In this project, we are solving the problem of credit risk. We are predicting that whether the customer will pay back the loan or not. Based on the previous data, we have trained machine learning and deep learning models to do so and achived 91%(approx) accuracy on testing set.
Clone the repository using git clone [email protected]:Pirimid/credit-score-AI-models.git
. After that follow below steps.
-
First you need to download the dataset from Kaggle. Here is the link https://www.kaggle.com/c/home-credit-default-risk.
-
Install Jupyter Notebook server along with Python or use Google Colab.
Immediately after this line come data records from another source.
PR #616, opened 2022-02-03
Consider remove ontology definitions from pipeline representation serialization #584

### LINKED ISSUE #584: Consider remove ontology definitions from pipeline representation serialization
The current ontology serialized IR looks like the following:

```
components:
- configs:
    serialize_method: jsonpickle
    zip_pack: false
  type: forte.data.readers.string_reader.StringReader
- configs:
    overwrite: false
    user_input: bye
  selector:
    configs: {}
    type: forte.data.selector.DummySelector
  type: advanced_pipeline_test.UserSimulator
forte_ir_version: 0.0.1
states:
  attribute:
    _check_type_consistency: true
    _do_init_type_check: true
    _enable_profiling: true
    _initialized: true
  resource:
    merged_entry_tree:
      attributes: []
      children:
      - attributes: []
        children:
        - attributes:
          - lemma
          - ud_features
          - is_root
          - pos
          children: []
          name: ft.onto.base_ontology.Token
        - attributes: []
          children: []
          name: ft.onto.base_ontology.Document
        - attributes:
```
The `merged_entry_tree` section is quite long and may not really be necessary. Especially if we are able to infer the ontology tree via https://github.com/asyml/forte/issues/583, we can drop this section and make the IR to be more focused on its main objectives.

After we finish https://github.com/asyml/forte/issues/583, during the pipeline [save](https://github.com/asyml/forte/blob/master/forte/pipeline.py#L324) function, we should drop this [part](https://github.com/asyml/forte/blob/master/forte/pipeline.py#L436). Then we should make sure the [init_from_config](https://github.com/asyml/forte/blob/master/forte/pipeline.py#L313) works correctly with this new change.

**Additional context**

Xuezhi-Liang:
This PR fixes #584. 

### Description of changes
The merged_entry_tree section is quite long and may not really be necessary. Especially if we are able to infer the ontology tree via issue #583, we can drop this section and make the IR be more focused on its main objectives.

Depend on issue #583.

### Test Conducted
The test code is already ready, just check [here](https://github.com/asyml/forte/blob/d8d7e2a70e896648af4d445859b828e0c144f422/tests/forte/advanced_pipeline_test.py#L108).


hunterhector:
Since this pr depends on an unmerged one, will review it later

hunterhector:
It is quite confusing when this issue also tries to fix #583  when there is another PR here: https://github.com/asyml/forte/pull/641 also says so. This is not allowed. Please state clearly where will #583 gets solved. This can create problems such as accidentally closing issues.

Please learn this: https://docs.github.com/en/issues/tracking-your-work-with-issues/linking-a-pull-request-to-an-issue#linking-a-pull-request-to-an-issue-using-a-keyword, the PR message here is not just a convention, it will cause actual conseqeuences.

Issue #617, opened 2022-02-03
Update DataStore interface with Group and Link entry types


wanglec:
**Is your feature request related to a problem? Please describe.**
Develop skeleton code for group and link entries and related functions.

**Depends on**
- List issues that this one depends on.

**Describe the solution you'd like**
The interface requires a class definition with abstract methods, including add_link_raw, add_group_raw, next_entry, prev_entry.

**Describe alternatives you've considered**

**Additional context**
- This is part of the data efficiency project
- This PR should be made to the `master` branch.
- After the data tuple class is finished, we may switch to a new branch for integration.

PR #618, opened 2022-02-03
Add group and link skeleton code

wanglec:
This PR fixes https://github.com/asyml/forte/issues/617. 

### Description of changes
Implement skeleton functions for add_link_raw, add_group_raw and next/prev_entry .

### Test Conducted
Unit tests are conducted in tests/forte/data/data_store_test.py.


forte/data/data_store.py
```diff
@@ -315,50 +397,76 @@ def delete_entry(self, tid: int):
...
         Returns:
             An iterator of the entries matching the provided arguments.
-
         """
-        # We find the `type_id` according to `entry_type` and locate the
-        # sortedlist.
-        # We create an iterator to generate entries from the sortedlist.
+        # We find the `type_id` according to `entry_type` and locate the list.
+        # We create an iterator to generate entries from the list.
         yield from self.__elements[self.__type_dict[entry_type]]
```
hunterhector, line 446: entry_type can be str or EntryType, will this lookup work?

forte/data/data_store.py
```diff
@@ -211,15 +221,52 @@ def _new_annotation(self, entry_type: str, begin: int, end: int):
...
+        Args:
+            entry_type (str): Fully qualified name of this annotation.
+            parent_tid (int): Tid of the parent entry.
+            child_tid (int): Tid of the child entry.
+
+        Returns:
+            A list representing a new link type entry data.
+        """
+
+        tid: int = uuid.uuid4().int
```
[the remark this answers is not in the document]
wanglec: yes

forte/data/data_store.py
wanglec: Yes I add another function to convert class to str. Do you think it is better to only allow str in the typing?

hunterhector: Where is that function called? Here I saw `entry_type` is used directly, which means it should be str.

wanglec: It should be up now. I just pushed it. It is called `_get_entry_type_str`.

forte/data/data_store.py
```diff
@@ -188,10 +195,24 @@ def __init__(self, onto_file_path: Optional[str] = None):
...
+        4345314235: [parent_tid, child_tid, tid, entry_type, attr_1, ...,
+                    attr_n, index_id]}
         """
         self.__entry_dict: dict = {}
 
+    def _new_tid(self) -> int:
+        r"""This function generates a new `tid` for an entry."""
+        return uuid.uuid4().int
+
+    def _get_entry_type_str(
```
hunterhector, line 208: Consider implement this as a general utility method? Maybe here: https://github.com/asyml/forte/blob/master/forte/utils/utils.py

Also check that file to see if any utilities can be reused?

wanglec: I just found a similar function in utils. I will import that function directly and remove _get_entry_type_str.

forte/data/data_store.py
```diff
@@ -234,6 +285,41 @@ def add_annotation_raw(
...
+        r"""This function adds a group entry with `member_type` to the
+        `entry_type` list, returns the `tid` and the 2-D index for the
+        inserted entry.
+
+        Args:
+            entry_type (str): Fully qualified name of this group.
+            member_type (str): Fully qualified name of its members.
+
+        Returns:
+            `tid` of the entry and its index in the entry list.
```
hunterhector, line 318: Explain the index in the entry list better.

hunterhector: You should also create a function that takes the "index in the entry list" and return the actual data.

forte/data/data_store.py
```diff
@@ -313,52 +399,82 @@ def delete_entry(self, tid: int):
...
-        # entry from `__entry_dict` when its information is retrieved. We
-        # find the
-        # `entry_type` sortedlist using `type_id`. We bisect the sortedlist to
-        # find the index of entry data. Then, `type_id` and index are passed to
-        # _delete_entry_by_loc.
+        # `entry_type`, `type_id`. If it is an Annotation-Like entry, we obtain
+        # `begin` and `end` indices and use bisection to locate the `index_id`.
+        # If it is not, we obtain the 'index_id' directly from `__entry_dict`.
+        # We remove the entry from `__entry_dict` when its information is
+        # retrieved. Then, the `type_id` and the `index_id` are passed to
```
hunterhector, line 406: NO, given a tid we should always find it directly. Obtaining the `begin` and `end` through a list and do bisect is very indirect. Think about it, If you have a mapping to `begin` and `end` why can't we have a mapping to its position?

forte/data/data_store.py
```diff
@@ -313,52 +399,82 @@ def delete_entry(self, tid: int):
...
             tid (int): Unique id of the entry.
 
         Returns:
             The entry which `tid` corresponds to, its `type_id` and its index
-            in the `entry_type` sortedlist.
-
+            in the `entry_type` list.
         """
+        # If the entry is an annotation, bisect the annotation sortedlist
+        # to find the entry. May use LRU cache to optimize speed.
```
hunterhector, line 433: No, given tid, don't bisect

forte/data/data_store.py
hunterhector: You already have a function `get_entry` below, just call it from here.

forte/data/data_store.py
```diff
@@ -313,52 +399,82 @@ def delete_entry(self, tid: int):
...
+        # Otherwise, use `index_id` to find the index of the entry.
         raise NotImplementedError
 
     def get(
         self, entry_type: Union[str, Type[EntryType]], **kwargs
```
hunterhector, line 438: What is the kwargs for? it is not used

forte/data/data_store.py
```diff
@@ -313,52 +399,82 @@ def delete_entry(self, tid: int):
...
         """
-        # We find the `type_id` according to `entry_type` and locate the
-        # sortedlist.
-        # We create an iterator to generate entries from the sortedlist.
+        # We find the `type_id` according to `entry_type` and locate the list.
+        # We create an iterator to generate entries from the list.
+        if not isinstance(entry_type, str):
+            # convert `entry_type` to fully qualified name
+            entry_type = get_full_module_name(entry_type)
         yield from self.__elements[self.__type_dict[entry_type]]
```
hunterhector, line 454: This is actually oversimplifying things, did you consider the sub-classes?

hunterhector (commented):
The major problem is that we will have a O(1) way to lookup an entry loc based on the tid, there is no need to treat different types of entries differently. All entries need to be obtainable via this lookup in O(1).

forte/data/data_store.py
```diff
@@ -64,18 +65,25 @@ def __init__(self, onto_file_path: Optional[str] = None):
         <attr_n>].
         A group type entry has the following format:
         [<member_type>, <[members_tid_list]>, <tid>, <entry_type>, <attr_1>,
-            <attr_2>, ..., <attr_n>].
+            <attr_2>, ..., <attr_n>, index_id].
```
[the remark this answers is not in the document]
wanglec: Yes in line 83 `It is an extra field to record the location of the entry in the list. When the user adds a new entry to the data store, the `index_id` will be created and appended to the end of the original `entry data` list.` 

I want to add an extra field in the data so that we can have the index when we have tid: 
entry_dict[tid][-1].

Then, we use this index in delete because we also need to remove data from the list.

forte/data/data_store.py
```diff
@@ -206,20 +220,57 @@ def _new_annotation(self, entry_type: str, begin: int, end: int):
...
         """
 
-        tid: int = uuid.uuid4().int
+        tid: int = self._new_tid()
         entry = [begin, end, tid, entry_type]
         entry += len(self._type_attributes[entry_type]) * [None]
         return entry
 
+    def _new_link(self, entry_type: str, parent_tid: int, child_tid: int):
+        r"""This function generates a new link with default fields.
```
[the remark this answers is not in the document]
wanglec: Yes

forte/data/data_store.py
```diff
@@ -206,20 +220,57 @@ def _new_annotation(self, entry_type: str, begin: int, end: int):
...
+        Returns:
+            A list representing a new link type entry data.
+        """
+
+        tid: int = self._new_tid()
+        entry = [parent_tid, child_tid, tid, entry_type]
+        entry += len(self._type_attributes[entry_type]) * [None]
+        return entry
+
+    def _new_group(self, entry_type: str, member_type: str):
```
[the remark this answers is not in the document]
wanglec: yes

forte/data/data_store.py
```diff
@@ -206,20 +220,57 @@ def _new_annotation(self, entry_type: str, begin: int, end: int):
...
+        r"""This function generates a new group with default fields.
+        Called by add_group_raw() to create a new group with
```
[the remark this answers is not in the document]
wanglec: yes

forte/data/data_store.py
```diff
@@ -234,6 +285,41 @@ def add_annotation_raw(
         # self.__entry_dict.
         raise NotImplementedError
 
+    def add_link_raw(
+        self, entry_type: str, parent_tid: int, child_tid: int
+    ) -> Tuple[int, int]:
+        r"""This function adds a link entry with `parent_tid` and `child_tid`
+        to the `entry_type` list, returns the `tid` and the 2-D index for the
```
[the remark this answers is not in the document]
wanglec: Yes I will add more info here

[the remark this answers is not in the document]
wanglec: I think it is unnecessary to return the index id in add_entry functions now, since we already store the index in entry data.

forte/data/data_store.py
wanglec: We may want to support: get within a `begin`, `end` range, etc.

hunterhector: Having `kwargs` will likely be a bad design since it means we don't have an idea of what we will support. In Forte we tend to avoid any kwargs

forte/data/data_store.py
wanglec: yes

forte/data/data_store.py
wanglec: yes

forte/data/data_store.py
wanglec: Sure, I will remove it.

forte/data/data_store.py
wanglec: Do you mean user-defined classes? `get_full_module_name` now works for classes defined in ft/ftx like 'ftx.onto.ag_news.Description', 'ft.onto.base_ontology.Token', etc .

hunterhector: No that one. Notice if you request a type, it is logical to also expect the sub-type of it also gets returned. 

We implemented similar stuff in data pack: https://github.com/asyml/forte/blob/master/forte/data/data_pack.py#L1365

So here we will need to use the parallel-iteration technique we discussed.

hunterhector: Is the plan to leave the implementation to another PR?

wanglec: I had a brute force way to implement it and it is already in the code. I think we can optimize after the issue #583 is done.

hunterhector: ok, once we merge this let's create an issue for that,

wanglec: yes sure

hunterhector (approved):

Here is good medium article on how to use Google Colab https://medium.com/deep-learning-turkey/google-colab-free-gpu-tutorial-e113627b9f5d.
-
Put all data files into folder named
credit_risk_data
. -
Run the Jupyter notebook server and open the file named
Credit Risk Modelling EDA.ipynb
. -
Run the notebook by
shift+enter
. You will see different kinds of plots describing hidden patterns into the data. -
For training different models open
Model Training for Credit Risk,ipynb
.
We have trained 3 different kind of models on the data.
- Logistic Regression
- RandomForest Classifier
- Neural Network with 3 hidden layers.
Most of the time the accuracy on the testing set was around 91% for all the 3 models. Accuracy can be increased by tunning the models properly, but for now we are using them as defualt.